I am doing some performance analysis on some batch processing that we run (log processing). I need to determine how many concurrent jobs are running at set intervals over a day/month period (and of what type), based on a log of the start and finish times of each job. For arguments sake lets say the log files are in the following format.
[<date>] <start|finish>: <command> <file>
for example
[Mon Apr 24 11:56:23 2006] start: split www1.log [Mon Apr 24 11:57:23 2006] start: filter www2.log [Mon Apr 24 12:50:23 2006] start: split www1.log [Mon Apr 24 13:59:23 2006] finish: filter www2.log
I need to be able to convert that to some sort of report along the lines of
time,splits,filters,total 11:55,0,0,0 11:56,1,0,1 11:57,1,1,2 ... 12:50,1,1,2 12:51,0,1,1 ... 13:59.0,1,1 14:00,0,0,0
The simplest solution would appear to be to create a nice big array, or hash. Each node would represent a 1-5 minute window (depending on the required granularity) referencing an array of the individual types. The logs would then be processed line by line. As we find a matching set of "start" and "finish" lines we update the counters for that type for all the time segments between the start and the finish times.

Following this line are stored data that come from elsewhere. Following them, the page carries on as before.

PR #5855, opened 2025-05-19
Use the correct address for BuildServiceCIDR

juanluisvaladas:
## Description

We were using always API.Spec.Address as a source of information for BuildServiceCIDR which resulted in an incorrect service CIDR if spec.API.ExternalAddress was IPv6 and spec.API.Address was IPv4.

Instead use Spec.API.Address() which results in a correct value.

Fixes #5841
## Type of change

- [x] Bug fix (non-breaking change which fixes an issue)
- [ ] New feature (non-breaking change which adds functionality)
- [ ] Breaking change (fix or feature that would cause existing functionality to not work as expected)
- [ ] Documentation update

## How Has This Been Tested?

- [x] Manual test
- [x] Auto test added

## Checklist

- [x] My code follows the style [guidelines](https://github.com/k0sproject/k0s/blob/main/docs/contributors/overview.md) of this project
- [x] My commit messages are [signed-off](https://github.com/k0sproject/k0s/blob/main/docs/contributors/github_workflow.md)
- [x] I have performed a self-review of my own code
- [x] I have commented my code, particularly in hard-to-understand areas
- [ ] I have made corresponding changes to the documentation
- [x] My changes generate no new warnings
- [x] I have added tests that prove my fix is effective or that my feature works
- [x] New and existing unit tests pass locally with my changes
- [ ] Any dependent changes have been merged and published in downstream modules
- [x] I have checked my code and corrected any misspellings

PR #5912, opened 2025-06-02
Improve API endpoint reconciliation on dual stack

juanluisvaladas:
## Description

After https://github.com/k0sproject/k0s/pull/5855 we had a discussion regarding what would happen if the API address is a hostname in slack: https://kubernetes.slack.com/archives/C07VAPJUECS/p1748427050289409

After some deliberation, I think we simply cannot rely on DNS for determining whether we should prioritize IPv4 or IPv6 as it's not reliable enough and therefore this PR introduces two changes:

1- Allow the end user to chose explicitly the cluster address family while maintaining the older behavior so that we don't break existing installations.
2- In the API endpoint reconciler only lookup addresses for the primary address family. 

I'm not 100% happy with this solution, but I don't think we can come up with something much better until config v2 because we need to preserve existing behavior.

## Type of change

- [x] Documentation update

## How Has This Been Tested?

- [x] Manual test
- [x] Auto test added

## Checklist


docs/configuration.md
```diff
@@ -163,6 +163,7 @@ k0s can also work with externally managed Etcd cluster. If this is configured, k
...
 | `serviceCIDR`   | Network CIDR to use for cluster VIP services. Defaults to `10.96.0.0/12`.                                                                                                                                                                                                                                                                                                                                                                                                         |
+| `addressFamily` | AddressFamily defines the primary family for the cluster. Valid values are empty, `IPv4`, `IPv6` and `Auto`. If empty or `Auto`, K0s determines it based on `.spec.API.ExternalAddress`, if this isn't present it will use `.spec.API.Address.`. If both addresses are empty or the chosen address is a hostname, defaults to `IPv4`. |
```
twz123: Maybe `primaryAddressFamily`?

pkg/apis/k0s/v1beta1/clusterconfig_types.go
```diff
@@ -427,6 +427,7 @@ func (c *ClusterConfig) GetClusterWideConfig() *ClusterConfig {
 			c.Spec.Network.ServiceCIDR = ""
 			c.Spec.Network.ClusterDomain = ""
 			c.Spec.Network.ControlPlaneLoadBalancing = nil
+			c.Spec.Network.AddressFamily = ""
```
twz123: Okay, so we're excluding it here because we don't support this to be changed dynamically? We're probably excluding the domain and service CIDR for the same reason. We should do better in config v2. From my PoV, those settings are really cluster wide settings. Maybe we can't change them after the cluster has been created, but we could at least reflect their values in the cluster.

twz123: We probably want to add this to the list in the method comment.

pkg/apis/k0s/v1beta1/network.go
```diff
@@ -61,6 +61,15 @@ type Network struct {
...
 	// +kubebuilder:default="cluster.local"
 	ClusterDomain string `json:"clusterDomain,omitempty"`
+
+	// AddressFamily defines the primary family for the cluster.
+	// If empty or `Auto`, K0s determines it based on `.spec.API.ExternalAddress`,
+	// if this isn't present it will use `.spec.API.Address.`.
+	// If both addresses are empty or the chosen address is a hostname, defaults to `IPv4`.
+	// +Kubebuilder:default="Auto"
+	// +Kubebuilder:validation:Enum=Auto;IPv4;IPv6
+	// +optional
```
twz123:
```suggestion
```

IIRC this is not required, as we have the omitempty JSON tag, which automaticall makes this an optional field.

pkg/apis/k0s/v1beta1/network.go
```diff
@@ -61,6 +61,15 @@ type Network struct {
...
+	AddressFamily string `json:"addressFamily,omitempty"`
```
twz123: Can we add constants for those, and maybe its own type? I see we have different upper/lowercase variants for this in this PR already.

pkg/apis/k0s/v1beta1/network.go
```diff
@@ -61,6 +61,15 @@ type Network struct {
 	// Cluster Domain
 	// +kubebuilder:default="cluster.local"
 	ClusterDomain string `json:"clusterDomain,omitempty"`
+
+	// AddressFamily defines the primary family for the cluster.
+	// If empty or `Auto`, K0s determines it based on `.spec.API.ExternalAddress`,
```
twz123:
```suggestion
	// If empty or `Auto`, k0s determines it based on `.spec.API.ExternalAddress`,
```

pkg/apis/k0s/v1beta1/network.go
```diff
@@ -61,6 +61,15 @@ type Network struct {
...
+	// if this isn't present it will use `.spec.API.Address.`.
+	// If both addresses are empty or the chosen address is a hostname, defaults to `IPv4`.
+	// +Kubebuilder:default="Auto"
```
twz123: I wonder if we need to add this as its own enum variant. Maybe it's easier to say "autodetect if unspecified". WDYT?

Background: We basically have two ways to express the same thing. The "Auto" variant would especially make sense if we'd add the address family as a as required field, but that seems to be impossible for backwards compatibility.

pkg/apis/k0s/v1beta1/network.go
```diff
@@ -119,6 +128,11 @@ func (n *Network) Validate() []error {
 		}
 	}
 
+	if !slices.Contains([]string{"", "Auto", "IPv4", "IPv6"}, n.AddressFamily) {
+		errors = append(errors, field.Invalid(field.NewPath("addressFamily"), n.AddressFamily,
+			fmt.Sprintf("invalid address family `%s`. Valid values are: empty, `Auto`, `IPv4` and `IPv6`", n.AddressFamily)))
+	}
+
```
twz123: I'd separate the empty case, as this has a separate meaning, in a way. Then there's a special "NotSupported" error type for enumerated values:

```suggestion
	if n.AddressFamily != "" {
		if allowed := []string{"Auto", "IPv4", "IPv6"}; !slices.Contains(allowed, n.AddressFamily) {
			err := field.NotSupported(field.NewPath("addressFamily"), n.AddressFamily, allowed)
			errors = append(errors, err)
		}
	}
```

pkg/apis/k0s/v1beta1/network.go
```diff
@@ -216,18 +230,39 @@ func (n *Network) UnmarshalJSON(data []byte) error {
 	return nil
 }
 
+// PrimaryAddressFamilyIPv4 returns true if the primary address family is IPv4.
+// If the address family is not defined, it will be determined based on the provided address.
+// If the address is not provided, it will assume it's IPv4
+func (n *Network) PrimaryAddressFamilyIPv4(addr string) bool {
```
twz123: Feels odd to have this on the network struct. Did you consider to have the second part on the API struct? Then one could use it like so (given that we don't support the "Auto" variant):

```go
addressFamily := spec.Network.AddressFamily
if addressFamily == "" {
	addressFamily = spec.API.DetectPrimaryAddressFamily()
}
```

or even as a oneliner, if one wouldn't mind to execute the family detection if it might be unnecessary:

```go
addressFamily := cmp.Or(spec.Network.AddressFamily, spec.API.DetectPrimaryAddressFamily())
```

If we'd have the `AddressFamily` as its own type, we could write the above like that, no matter if we support "Auto" or not:

```go
addressFamily := spec.Network.AddressFamily
if !addressFamily.IsSpecified() { // this would check if it's "" or maybe "Auto"
	addressFamily = spec.API.DetectPrimaryAddressFamily()
}
```

Or if we define a constant like this: `const AddressFamilyAuto AddressFamily = ""`, then we could write the above like that:

```go
addressFamily := spec.Network.AddressFamily
if addressFamily == v1beta1.AddressFamilyAuto {
	addressFamily = spec.API.DetectPrimaryAddressFamily()
}
```

Lastly, we could wrap up the above code into a method on the ClusterSpec itself, as this is the place where we have both the network info and the API info.

pkg/apis/k0s/v1beta1/network.go
```diff
@@ -216,18 +230,39 @@ func (n *Network) UnmarshalJSON(data []byte) error {
...
+		// cache the result for following executions
+		n.AddressFamily = "IPv6"
+		return false
+	}
+	n.AddressFamily = "IPv4"
+	return true
+}
+
 // BuildServiceCIDR returns actual argument value for service cidr
 func (n *Network) BuildServiceCIDR(addr string) string {
```
twz123: Maybe we could change the parameter to be an address family? Also, maybe we should move this method up one level to the ClusterSpec, as we have both the API and Network information? Related to my longer comment about the PrimaryAddressFamilyIPv4 method.

pkg/apis/k0s/v1beta1/network.go
```diff
@@ -216,18 +230,39 @@ func (n *Network) UnmarshalJSON(data []byte) error {
...
+	// Execute anyway so that we have the correct value in the struct
 	if !n.DualStack.Enabled {
 		return n.ServiceCIDR
 	}
-	// Because Kubernetes relies on the order of the given CIDRs in dual-stack
-	// mode, the CIDR whose version matches the version of the IP address the
-	// API server is listening on must be specified first.
```
twz123: I think that comment would still be helpful, WDYT?

pkg/apis/k0s/v1beta1/network.go
```diff
@@ -216,18 +230,39 @@ func (n *Network) UnmarshalJSON(data []byte) error {
...
+		n.AddressFamily = "IPv6"
+		return false
+	}
+	n.AddressFamily = "IPv4"
+	return true
+}
+
 // BuildServiceCIDR returns actual argument value for service cidr
 func (n *Network) BuildServiceCIDR(addr string) string {
+	// Execute anyway so that we have the correct value in the struct
```
twz123: Not sure what's meant by this.

pkg/component/controller/apiendpointreconciler_test.go
```diff
@@ -183,12 +202,16 @@ func verifyEndpointAddresses(t *testing.T, expectedAddresses []string, clients k
...
-		{IP: net.ParseIP("240.0.0.2")},
-		{IP: net.ParseIP("240.0.0.3")},
+func (fr fakeResolver) LookupIP(ctx context.Context, afnet string, host string) ([]net.IP, error) {
+	if afnet == "ip4" {
+		return []net.IP{
+			net.ParseIP("240.0.0.2"),
+			net.ParseIP("240.0.0.3"),
+		}, nil
+	}
+	return []net.IP{
```
twz123: Maybe we should check for afnet == "ipv6" here?

pkg/component/controller/apiendpointreconciler.go
```diff
@@ -111,15 +113,15 @@ func (a *APIEndpointReconciler) reconcileEndpoints(ctx context.Context) error {
 
 	externalAddress := a.externalAddress
 
-	ipAddrs, err := a.resolver.LookupIPAddr(ctx, externalAddress)
+	ipAddrs, err := a.resolver.LookupIP(ctx, a.afnet, externalAddress)
```
twz123, line 124: In the light of this: Maybe we should use the address family type for the afnet field here. And maybe we should call the empty address family "Unspecified".

We could either add a switch here to get the right network value for the lookup call right here:

```go
network := "ip"
switch n.AddressFamily {
case AddressFamilyIPv4:
	network = "ipv4"
case AddressFamilyIPv6:
	network = "ipv6"
}
```

or add the above as a method to the AddressFamily type:

```go
ipAddrs, err := a.resolver.LookupIP(ctx, a.addressFamily.ipNetwork(), externalAddress)
```

pkg/apis/k0s/v1beta1/network.go
twz123: After the full review, I think we should ditch the "Auto" value and simply rely on the field being empty or not. For the empty value, we can add a constant named "Unspecified" in the code.

twz123 (commented):
Good stuff. I have some discussion points around the address family field. IMO it makes sense to have it as its own type. During review, I came up with this as a starting point:

```go
// +kubebuilder:validation:Enum=IPv4;IPv6
type IPAddressFamily string

const (
	IPAddressFamilyUnspecified IPAddressFamily = ""
	IPv4AddressFamily                          = "IPv4"
	IPv6AddressFamily                          = "IPv6"
)

func (af IPAddressFamily) ipNetwork() string {
	switch af {
	case IPv4AddressFamily:
		return "ipv4"
	case IPv6AddressFamily:
		return "ipv6"
	default:
		return "ip"
	}
}
```

Anyhow, this PR is good as is already.

twz123 (approved):
(Bummer! Wanted to approve it in the previous review already :upside_down_face:)

pkg/apis/k0s/v1beta1/network.go
twz123: Nevermind about the different casings. Those were related, but used for different things.

docs/configuration.md
juanluisvaladas: I was going to call it that initally but I felt it was a bit too long. I've never been very convinced about this name so I'm changing it.

pkg/apis/k0s/v1beta1/clusterconfig_types.go
juanluisvaladas: In config v2 we should probably have a bunch of well defined immutable fields, anything messing with the ServiceCIDR should probably immutable for the lifetime of the cluster

pkg/apis/k0s/v1beta1/network.go
juanluisvaladas: I checked and the CRD generation didn't change so you must be correct.

We have 7 instances of having the +optional with omitempty. I'll make a PR later to clean it up a bit as it makes me happy to make PRs without additions :)

pkg/apis/k0s/v1beta1/network.go
juanluisvaladas: Good one!

pkg/apis/k0s/v1beta1/network.go
juanluisvaladas: Brought it back

pkg/apis/k0s/v1beta1/network.go
```diff
@@ -61,8 +61,23 @@ type Network struct {
 	// Cluster Domain
 	// +kubebuilder:default="cluster.local"
 	ClusterDomain string `json:"clusterDomain,omitempty"`
+
+	// PrimaryAddressFamily defines the primary family for the cluster.
+	// If empty, k0s determines it based on `.spec.API.ExternalAddress`,
+	// if this isn't present it will use `.spec.API.Address.`.
+	// If both addresses are empty or the chosen address is a hostname, defaults to `IPv4`.
+	// +Kubebuilder:validation:Enum=IPv4;IPv6
```
twz123, line 69: We could move this annotation to the type itself, so all usages will get this automatically.  Also wondering if we should use a lowercase k.

pkg/apis/k0s/v1beta1/network.go
```diff
@@ -61,8 +61,23 @@ type Network struct {
...
+	PrimaryAddressFamily PrimaryAddressFamilyType `json:"primaryAddressFamily,omitempty"`
 }
 
+type PrimaryAddressFamilyType string
```
twz123, line 73: FamilyType feels a bit like saying the same thing twice? I'd rather call this `PrimaryAddressType` or `PrimaryAddressFamily`?

pkg/apis/k0s/v1beta1/network.go
```diff
@@ -217,17 +239,22 @@ func (n *Network) UnmarshalJSON(data []byte) error {
...
 	// mode, the CIDR whose version matches the version of the IP address the
 	// API server is listening on must be specified first.
-	if ip := net.ParseIP(addr); ip != nil && ip.To4() == nil {
+	switch primaryAddressFamily {
+	case PrimaryFamilyIPv4:
+		return n.ServiceCIDR + "," + n.DualStack.IPv6ServiceCIDR
+	case PrimaryFamilyIPv6:
 		return n.DualStack.IPv6ServiceCIDR + "," + n.ServiceCIDR
+	default:
+		panic(fmt.Sprintf("BuildServiceCIDR called invalid PrimaryAddressFamily %q family. This is theoretically impossible", primaryAddressFamily))
```
twz123, line 256: We could also just default to IPv4 in this case.

pkg/apis/k0s/v1beta1/network_test.go
```diff
@@ -367,6 +367,20 @@ func (s *NetworkSuite) TestValidation() {
...
 	})
+
+	s.Run("invalid_address_family", func() {
+		n := DefaultNetwork()
+		for _, af := range []PrimaryAddressFamilyType{PrimaryFamilyUnknown, PrimaryFamilyIPv4, PrimaryFamilyIPv6} {
+			n.PrimaryAddressFamily = af
+			errors := n.Validate()
+			s.Nil(errors)
+		}
+		n.PrimaryAddressFamily = PrimaryAddressFamilyType("IPv5")
```
twz123, line 378: haha :D I know there was a gap between four and six :rofl:

pkg/component/controller/apiendpointreconciler.go
```diff
@@ -52,12 +52,21 @@ type APIEndpointReconciler struct {
...
 	resolver          resolver
+	afnet             string
 
 	stopCh chan struct{}
 }
 
 // NewEndpointReconciler creates new endpoint reconciler
-func NewEndpointReconciler(nodeConfig *v1beta1.ClusterConfig, leaderElector leaderelector.Interface, kubeClientFactory kubeutil.ClientFactoryInterface, resolver resolver) *APIEndpointReconciler {
+func NewEndpointReconciler(nodeConfig *v1beta1.ClusterConfig, leaderElector leaderelector.Interface, kubeClientFactory kubeutil.ClientFactoryInterface, resolver resolver, primaryAddressFamily v1beta1.PrimaryAddressFamilyType) *APIEndpointReconciler {
+	var afnet string
```
twz123, line 62: no default to "ip"?

pkg/component/controller/apiendpointreconciler_test.go
```diff
@@ -18,12 +18,13 @@ package controller
...
 import (
 	"context"
+	"fmt"
 	"net"
 	"testing"
 
 	"github.com/stretchr/testify/assert"
 	corev1 "k8s.io/api/core/v1"
-	"k8s.io/apimachinery/pkg/api/errors"
+	k8serrors "k8s.io/apimachinery/pkg/api/errors"
```
twz123, line 27: We call this apierrors in other places of the code. Basically extending to the next path element on the left.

The problem as I see it with this solution is that whilst it does work, its a little messy and can create quite a large data structure. Does anyone have any suggestions on a better approach to the problem?


Remember that amateurs built Noah's Ark. Professionals built the Titanic.

Replies are listed 'Best First'.
Re: Counting concurrent event jobs
by gaal (Parson) on Apr 24, 2006 at 17:06 UTC
    If this is the level of detail you need, it looks like you don't have to correlate specific start and end events. So all you need is one counter per command type (e.g., "split" and "filter").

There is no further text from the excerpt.